I wasn’t quite sure what to expect from Kiss this time around, especially in light of their rather shaky performance during the opening three numbers that were aired live on VH-1 from the first show of the “Farewell” Tour in Phoenix the week before.  That show began with a little ten-minute video retrospective on Kiss’s career, but they dispensed with the little movie for this show and got right down to business with the band making their entrance from the top of the lighting rig via a smoking platform that was lowered to the stage.  “Detroit Rock City” was returned to its proper lead-off spot on the set list and was followed by “Deuce” in (naturally) the #2 spot.  The stage was big and open and very impressive (see pic) and the pyro was plentiful.  Still wearing the Destroyer costumes held over from the truncated Psycho Circus tour, the band was in top form, except for drummer Peter Criss.  He didn’t seem very into things at all, and did not sing his usual verses on “Black Diamond” (Paul Stanley sang the entire song) and “Beth” was omitted from the set list altogether.  I came to find out later that Pete had pnuemonia and was taken to the hospital immediately after the show, but he recovered eventually.

As was expected, Kiss also added three songs from the ‘80s post-make-up era that Peter and Ace had no part in originally, namely “Heaven’s On Fire”, “Lick It Up” and “I Love It Loud”.  The only real surprise inclusion on the set list was the Rolling Stones cover track “2000 Man” from Dynasty, which doubled as Ace Frehley’s guitar solo outlet.  Highlights of the set were “Let Me Go, Rock ‘N’ Roll” (big favorite of mine) and “Do You Love Me?”, which they augmented with montages from the omitted little movie.  In a rather nice touch, Stanley also took a moment to reminisce with the crowd about the first time Kiss ever played Little Rock (reciting the exact date and venue, no less) at the old Barton Coliseum.  They did the usual encores of “Black Diamond” and “Rock And Roll All Nite”, followed by the requisite confetti storm, and by the time it ended, I felt as if I’d been raped, pillaged and sodomized, and I loved it!  Even with Criss’ illness, this may have been the finest Kiss concert I’d seen to date, and it certainly left me wanting more.

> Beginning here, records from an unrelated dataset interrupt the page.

Issue #202, opened 2021-10-17
Unnecessary Require statements


mudgen:
https://github.com/bosonprotocol/contracts/blob/043d9304860ad0722eeef810d04a33418f9594c7/contracts/VoucherKernel.sol#L303-L310

The require statements here are not necessary except for the one about quantity.  But I think the check for quantity should be placed in the `createTokenSupplyId` function instead.

The `createOrder` function is only called in the `createTokenSupplyId` function and no where else.  The `createTokenSupplyId` function makes these requires unnecessary.

PR #223, opened 2021-10-22
Code coverage

zajck:
With this PR we are at 100% coverage for almost all contracts.

This is the report:

[coverage.zip](https://github.com/bosonprotocol/contracts/files/7399825/coverage.zip)

The reason why it's still not there are the following:

## Latest PRs

Some code that was recently merged into main, does not cover all branches, therefore branches for `Cashier.sol` and `C1155ERC721.sol` are not 100%

### createTokenSupplyId

https://github.com/bosonprotocol/contracts/blob/2b5bb39c772b618427a738f67b9b2174d1f412f9/contracts/VoucherKernel.sol#L238-L248

The way key is created it should have negligible possibility that it is used already.
Cannot test the require statement.

### createOrder

Require in lines 314 and 315 will never fail.

https://github.com/bosonprotocol/contracts/blob/2b5bb39c772b618427a738f67b9b2174d1f412f9/contracts/VoucherKernel.sol#L309-L316

`createOrder` is private and called only from `createTokenSupplyId`, so we cannot test differen input parameters
Described also in https://github.com/bosonprotocol/contracts/issues/202

suggestion: follow the recommendation from the issue and remove it

### burnSupplyOnPause
https://github.com/bosonprotocol/contracts/blob/2b5bb39c772b618427a738f67b9b2174d1f412f9/contracts/VoucherKernel.sol#L457-L463

VoucherKernel.burnSupplyOnPause has modifier `onlyFromCashier`, yet it's never actually called in cashier.
I wrote tests for that nontheless, question is only what is its purpose.

Suggestion: investigate what is the intended use of this method.

### generateTokenType
https://github.com/bosonprotocol/contracts/blob/2b5bb39c772b618427a738f67b9b2174d1f412f9/contracts/VoucherKernel.sol#L470-L480

`voucherKernel.generateTokenType` is internal and called only once with input parameter `true`
Else path is unreachable

Suggestion: remove input parameter and conditional block

### complain
[voucherKernel: 601-606](https://github.com/bosonprotocol/contracts/blob/2b5bb39c772b618427a738f67b9b2174d1f412f9/contracts/VoucherKernel.sol#L601-L606)

We are inside a block where `isStateRedemptionSigned(vouchersStatus[_tokenIdVoucher].status) || isStateRefunded(vouchersStatus[_tokenIdVoucher].status)` is `true`
If we wanted to reach line 601, `!isStatus(vouchersStatus[_tokenIdVoucher].status, IDX_CANCEL_FAULT)` should be false, which happens when voucher is in `IDX_CANCEL_FAULT` state. However, if voucher is in `IDX_CANCEL_FAULT` state, then `isStateRedemptionSigned(vouchersStatus[_tokenIdVoucher].status) || isStateRefunded(vouchersStatus[_tokenIdVoucher].status)` is `false` and we are not even in the block starting at 588.
And in this case code goes to block [648-663](https://github.com/bosonprotocol/contracts/blob/2b5bb39c772b618427a738f67b9b2174d1f412f9/contracts/VoucherKernel.sol#L648-L663) where actually the exact same check is done, that should be done in block starting at 601.

Suggestion: remove unnecessary conditional block.

[voucherKernel: 631-636](https://github.com/bosonprotocol/contracts/blob/2b5bb39c772b618427a738f67b9b2174d1f412f9/contracts/VoucherKernel.sol#L631-L636)

We are inside a block where `isStateExpired(vouchersStatus[_tokenIdVoucher].status` is `true`.
To reach line 632 `!isStatus(vouchersStatus[_tokenIdVoucher].status, IDX_CANCEL_FAULT)` should be false, which happens when voucher is in `IDX_CANCEL_FAULT` state. However, if voucher is in `IDX_CANCEL_FAULT` state, then isStateExpired(vouchersStatus[_tokenIdVoucher].status)` is `false` and we are not even in the block starting at 620.
And in this case code goes to lin 648. But now, contrary to previous case, checks are different. Block [631-636](https://github.com/bosonprotocol/contracts/blob/2b5bb39c772b618427a738f67b9b2174d1f412f9/contracts/VoucherKernel.sol#L631-L636) compare block.timestamp to tPromise.validTo + complainPeriod, while block [648-663](https://github.com/bosonprotocol/contracts/blob/2b5bb39c772b618427a738f67b9b2174d1f412f9/contracts/VoucherKernel.sol#L648-L663)  compare it to vouchersStatus[_tokenIdVoucher].complainPeriodStart + complainPeriod

Suggestion: investigate further, what is the correct behaviour 

### _withdrawPayments

`require` in `_withdrawPayments` will never fail.
https://github.com/bosonprotocol/contracts/blob/c2fa335cc3e22b8154314646d68a7fc79ccd4eac/contracts/Cashier.sol#L787

`_withdrawPayments` is called only from `withdraw` and only if `voucherDetails.price2issuer > 0` or `voucherDetails.price2holder > 0` https://github.com/bosonprotocol/contracts/blob/c2fa335cc3e22b8154314646d68a7fc79ccd4eac/contracts/Cashier.sol#L233-L240 https://github.com/bosonprotocol/contracts/blob/c2fa335cc3e22b8154314646d68a7fc79ccd4eac/contracts/Cashier.sol#L251-L259

Since `price2issuer` and `price2holder` are input parameters for `amount` of `_withdrawPayments`,  `require` will always be true.

Suggestion: remove unecessary require statement.

# Other comments

## Tests that might get deprecated

In some contracts (Cashier, VoucherKernel) we still check every time, when calls are made from Cashier or VoucherKernel that addresses for that contracts are actually set.
If we followed the pattern we have in other contracts, where those variables are set in constructor, we could remove the following tests:

13_cashier: [NEGATIVE] Should revert if boson router is not set
14_voucherKernel: [NEGATIVE] Should revert if boson router is not set
14_voucherKernel: [NEGATIVE] Should revert if cashier address is not set

Moreover, we could remove `RevertReasons.UNSET_ROUTER` and adjust `deployContracts` functions in files 13_cashier, 14_voucherKernel to be without input parameteres, which tells if contractas should be set or not

## Cashier - VoucherKernel setter

In Cashier we can set VoucherKernel only in constructor. We do not have a separate setter, to change it in case something went wrong.

## Two very similar checks
`voucherKernel.checkOrderFillable` does check if `_to` is contract that it can receive erc721 tokens

https://github.com/bosonprotocol/contracts/blob/2b5bb39c772b618427a738f67b9b2174d1f412f9/contracts/VoucherKernel.sol#L382-L388

Then similar check is done in `voucherKernel.extract721`

https://github.com/bosonprotocol/contracts/blob/2b5bb39c772b618427a738f67b9b2174d1f412f9/contracts/VoucherKernel.sol#L417-L428

checkOrderFillable and extract721 are always called only from one method (fillOrder) so we could move one of this check there and get rid of the other.

## Code changes
I made some small solidity code changes.

`voucherStatus.checkOrderFillable`
- checking if holder is zero address already with modifier (before it was checked only after checking if it's contract or not)

`voucherStatus.complain`
- switched the order of `ALREADY_COMPLAINED`, `ALREADY_FINALIZED`. More logical -> Imagine a scenario where was a complaint and it was then finalized. If you call another complain afterwards it make more sense to get error `ALREADY_FINALIZED` than `ALREADY_COMPLAINED`, since it's more recent state.

`voucherStatus.cancelOrFault`
- similar as in voucherStatus.complain

## Soft unhappy paths

Some functions can be called in some scenarios at some point, where they do not do anything - they do not emit any event or change state, but they also do not revert. This happens because they contain if statements, that allow gracefully execution (i.e. else path does not exist)
This happens in `withdraw`, `triggerExpiration` and `finalize`.
I think this is not good for two reasons -> whoever submits a transaction and sees that tx suceeded, would expect some actual changes. And secondly, testing is harder, since we cannot rely on revert reasons but must check that events were not emitted and state remained the same.

Suggestion: where possible, throw error, if there are no state changes.


bidyut-arianelabs (changes requested):
Looks good. Few small changes needed.

hswopeams (commented):
It looks pretty good. I have a few questions and comments.

hswopeams (dismissed):

bidyut-arianelabs (dismissed):
Looks good to me 👍

cliffhall (dismissed):
LGTM! 👍
I've added [my comments](https://github.com/bosonprotocol/contracts/pull/223#issuecomment-951323338) on your outstanding questions in the discussion.

hswopeams (approved):

PR #233, opened 2021-10-26
CAS-07C: Variable Mutability Specifier

### LINKED ISSUE #191: CAS-07C: Variable Mutability Specifier
## CAS-07C: Variable Mutability Specifier

| [Gas Optimization](/appendix/finding-types#gas-optimization) | <span class="o-severity o-informational">Informational</span> | [Cashier.sol:L25](https://github.com/bosonprotocol/contracts/blob/817b6814e4e93939fe237c525107f23ad67ce2da/contracts/Cashier.sol#L25), [L83](https://github.com/bosonprotocol/contracts/blob/817b6814e4e93939fe237c525107f23ad67ce2da/contracts/Cashier.sol#L83) |

### Description:

The linked variable is assigned to only once during the contract's `constructor`.

### Example:

```solidity
/**
 * @notice Construct and initialze the contract. Iniialises associated contract addresses. Iniialises disaster state to false.    
 * @param _voucherKernel address of the associated VocherKernal contract instance
 */
constructor(address _voucherKernel) {
    voucherKernel = _voucherKernel;
    disasterState = false;
}
```

### Recommendation:

We advise it to be set as `immutable` greatly optimizing its read access gas cost.

## Remediation Strategy

The contract whose address is set only in the constructor may later be superseded, should vulnerabilities be found and new versions deployed. Rather than following the recommendation to add immutable to the state variables, which would require this contract be redeployed along with any of those other contracts, we can avoid that by adding a setter for the address so that the contract owner can update the address after launch.

- [ ] Add `ownerOnly` modified setter for the voucherKernel contract address var
- [ ] Add unit test for setter

bidyut-arianelabs:
This PR fixes https://github.com/bosonprotocol/contracts/issues/191

### DIFF
--- a/contracts/Cashier.sol
+++ b/contracts/Cashier.sol
@@ -38,6 +38,8 @@ contract Cashier is ICashier, UsingHelpers, ReentrancyGuard, Ownable, Pausable {
 
     event LogTokenContractSet(address _newTokenContract, address _triggeredBy);
 
+    event LogVoucherKernelSet(address _newVoucherKernel, address _triggeredBy);
+
     event LogWithdrawal(address _caller, address _payee, uint256 _payment);
 
     event LogAmountDistribution(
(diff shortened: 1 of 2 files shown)


cliffhall (approved):
LGTM! 👍

mischat (approved):
:shipit: :)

SET LIST:  Detroit Rock City/Deuce/Shout It Out Loud/I Love It Loud/Shock Me/Firehouse/ Do You Love Me?/Calling Dr. Love/Psycho Circus/Heaven’s On Fire/Let Me Go, Rock ‘N’ Roll/2000 Man/Lick It Up/God Of Thunder/Cold Gin/100,000 Years/Love Gun/Black Diamond  ENCORE:  Rock And Roll All Nite

93) John Hiatt/Shannon Curfman (Thursday, June 15, 2000—Uptown Theater) Ticket price: $25.00

It had been over 14 years since I’d set foot in the Uptown Theater.  There was a pretty good reason, though—the place had been dormant for most of the late ‘80s and on into the ‘90s, and fell into disrepair.  Fortunately, the Uptown was rescued from a date with the wrecking ball and brought back to life bigger and better than ever following an outstanding restoration project.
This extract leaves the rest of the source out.